GOAL OF THE EXERCISE – Check each line of the entries below for the word "passed" and state only how many lines have it.

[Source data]

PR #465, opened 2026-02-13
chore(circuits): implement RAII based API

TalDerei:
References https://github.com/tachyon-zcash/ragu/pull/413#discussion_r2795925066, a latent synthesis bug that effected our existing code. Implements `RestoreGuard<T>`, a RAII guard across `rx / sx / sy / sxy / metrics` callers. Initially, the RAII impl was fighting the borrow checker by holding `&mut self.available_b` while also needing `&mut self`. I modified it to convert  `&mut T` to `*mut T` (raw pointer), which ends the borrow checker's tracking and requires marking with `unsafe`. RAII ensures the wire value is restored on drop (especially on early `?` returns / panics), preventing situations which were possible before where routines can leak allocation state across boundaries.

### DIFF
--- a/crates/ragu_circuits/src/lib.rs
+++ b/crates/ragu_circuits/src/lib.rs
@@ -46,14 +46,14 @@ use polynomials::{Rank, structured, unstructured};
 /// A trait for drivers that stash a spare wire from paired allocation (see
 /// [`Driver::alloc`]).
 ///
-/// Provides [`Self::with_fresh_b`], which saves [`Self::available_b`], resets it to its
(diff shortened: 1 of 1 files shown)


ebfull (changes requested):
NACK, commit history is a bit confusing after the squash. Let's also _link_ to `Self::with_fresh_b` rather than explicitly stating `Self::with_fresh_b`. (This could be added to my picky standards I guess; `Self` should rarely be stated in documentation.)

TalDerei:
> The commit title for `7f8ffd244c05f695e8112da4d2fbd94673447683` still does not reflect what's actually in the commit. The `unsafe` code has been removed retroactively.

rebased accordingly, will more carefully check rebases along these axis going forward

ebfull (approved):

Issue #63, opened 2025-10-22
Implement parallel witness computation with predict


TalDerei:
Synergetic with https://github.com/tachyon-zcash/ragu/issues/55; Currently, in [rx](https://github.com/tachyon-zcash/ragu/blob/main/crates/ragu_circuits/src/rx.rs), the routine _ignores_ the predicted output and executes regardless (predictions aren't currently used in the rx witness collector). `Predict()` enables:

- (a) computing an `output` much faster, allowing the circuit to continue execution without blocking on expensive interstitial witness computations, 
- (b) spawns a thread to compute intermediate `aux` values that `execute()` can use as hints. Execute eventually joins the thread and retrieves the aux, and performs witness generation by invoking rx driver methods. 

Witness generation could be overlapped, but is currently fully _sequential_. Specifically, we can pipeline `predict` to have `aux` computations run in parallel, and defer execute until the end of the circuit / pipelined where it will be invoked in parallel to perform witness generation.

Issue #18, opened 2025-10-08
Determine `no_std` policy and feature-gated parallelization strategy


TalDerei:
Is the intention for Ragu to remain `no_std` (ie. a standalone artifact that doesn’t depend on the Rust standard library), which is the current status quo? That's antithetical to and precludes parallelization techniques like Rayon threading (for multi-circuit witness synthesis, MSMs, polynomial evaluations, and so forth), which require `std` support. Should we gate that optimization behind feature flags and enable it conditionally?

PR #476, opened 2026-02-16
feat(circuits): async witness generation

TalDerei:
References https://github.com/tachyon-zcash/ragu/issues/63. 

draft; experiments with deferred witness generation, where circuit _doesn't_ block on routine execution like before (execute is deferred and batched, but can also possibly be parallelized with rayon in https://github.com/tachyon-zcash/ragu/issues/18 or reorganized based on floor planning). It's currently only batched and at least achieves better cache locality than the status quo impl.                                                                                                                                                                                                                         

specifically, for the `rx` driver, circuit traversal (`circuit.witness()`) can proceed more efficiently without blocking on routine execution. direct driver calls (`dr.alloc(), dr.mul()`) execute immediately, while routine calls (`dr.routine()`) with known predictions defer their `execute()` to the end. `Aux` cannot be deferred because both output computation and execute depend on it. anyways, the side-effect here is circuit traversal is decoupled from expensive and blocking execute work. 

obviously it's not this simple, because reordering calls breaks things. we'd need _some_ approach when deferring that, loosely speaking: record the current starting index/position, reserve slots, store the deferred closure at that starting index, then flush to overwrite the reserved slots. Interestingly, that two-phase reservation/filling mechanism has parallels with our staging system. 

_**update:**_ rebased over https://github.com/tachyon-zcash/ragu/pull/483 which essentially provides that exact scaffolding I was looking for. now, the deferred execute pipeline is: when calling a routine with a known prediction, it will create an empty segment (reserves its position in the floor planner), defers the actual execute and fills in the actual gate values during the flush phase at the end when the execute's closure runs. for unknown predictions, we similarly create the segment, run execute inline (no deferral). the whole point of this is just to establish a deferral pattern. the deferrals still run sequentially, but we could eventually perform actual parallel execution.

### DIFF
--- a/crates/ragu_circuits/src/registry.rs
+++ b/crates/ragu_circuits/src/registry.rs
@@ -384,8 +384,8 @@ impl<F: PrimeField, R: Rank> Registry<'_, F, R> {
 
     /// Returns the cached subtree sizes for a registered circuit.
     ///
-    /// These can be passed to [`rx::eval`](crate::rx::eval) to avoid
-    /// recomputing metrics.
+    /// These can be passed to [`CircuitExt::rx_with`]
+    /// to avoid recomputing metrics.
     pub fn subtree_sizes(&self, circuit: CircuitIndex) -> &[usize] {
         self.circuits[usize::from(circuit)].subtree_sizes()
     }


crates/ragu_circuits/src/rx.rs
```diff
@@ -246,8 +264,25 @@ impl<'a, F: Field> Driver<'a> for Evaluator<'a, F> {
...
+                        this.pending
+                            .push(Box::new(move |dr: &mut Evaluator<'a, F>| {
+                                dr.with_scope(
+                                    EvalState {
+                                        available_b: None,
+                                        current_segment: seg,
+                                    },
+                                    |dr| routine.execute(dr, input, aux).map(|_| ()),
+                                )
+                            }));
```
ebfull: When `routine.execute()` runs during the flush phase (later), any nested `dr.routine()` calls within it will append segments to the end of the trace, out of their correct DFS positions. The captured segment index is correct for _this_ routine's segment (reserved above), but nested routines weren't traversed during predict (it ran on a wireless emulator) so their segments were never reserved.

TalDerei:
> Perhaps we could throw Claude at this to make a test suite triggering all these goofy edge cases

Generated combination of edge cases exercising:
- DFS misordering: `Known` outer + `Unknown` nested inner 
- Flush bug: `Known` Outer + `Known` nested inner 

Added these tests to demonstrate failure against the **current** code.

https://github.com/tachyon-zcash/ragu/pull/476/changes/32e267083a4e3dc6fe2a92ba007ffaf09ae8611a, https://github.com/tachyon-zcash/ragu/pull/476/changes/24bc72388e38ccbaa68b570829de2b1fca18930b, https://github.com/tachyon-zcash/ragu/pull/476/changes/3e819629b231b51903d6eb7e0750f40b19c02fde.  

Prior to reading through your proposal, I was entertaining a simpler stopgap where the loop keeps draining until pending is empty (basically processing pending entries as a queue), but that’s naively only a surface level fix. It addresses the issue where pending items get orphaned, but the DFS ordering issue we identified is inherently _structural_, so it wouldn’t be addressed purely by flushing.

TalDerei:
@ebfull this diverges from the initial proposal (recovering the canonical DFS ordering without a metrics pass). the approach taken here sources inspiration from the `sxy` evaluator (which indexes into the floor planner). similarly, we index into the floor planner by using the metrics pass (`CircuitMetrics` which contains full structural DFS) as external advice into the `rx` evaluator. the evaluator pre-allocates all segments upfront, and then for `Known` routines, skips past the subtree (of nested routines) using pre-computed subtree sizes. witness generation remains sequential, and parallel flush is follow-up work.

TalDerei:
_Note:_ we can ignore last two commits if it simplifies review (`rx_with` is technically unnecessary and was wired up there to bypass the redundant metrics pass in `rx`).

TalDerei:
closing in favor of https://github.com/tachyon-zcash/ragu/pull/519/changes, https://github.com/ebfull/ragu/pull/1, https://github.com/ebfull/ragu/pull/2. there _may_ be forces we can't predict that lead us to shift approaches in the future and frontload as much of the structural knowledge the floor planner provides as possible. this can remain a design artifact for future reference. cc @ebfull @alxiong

RESULT – 2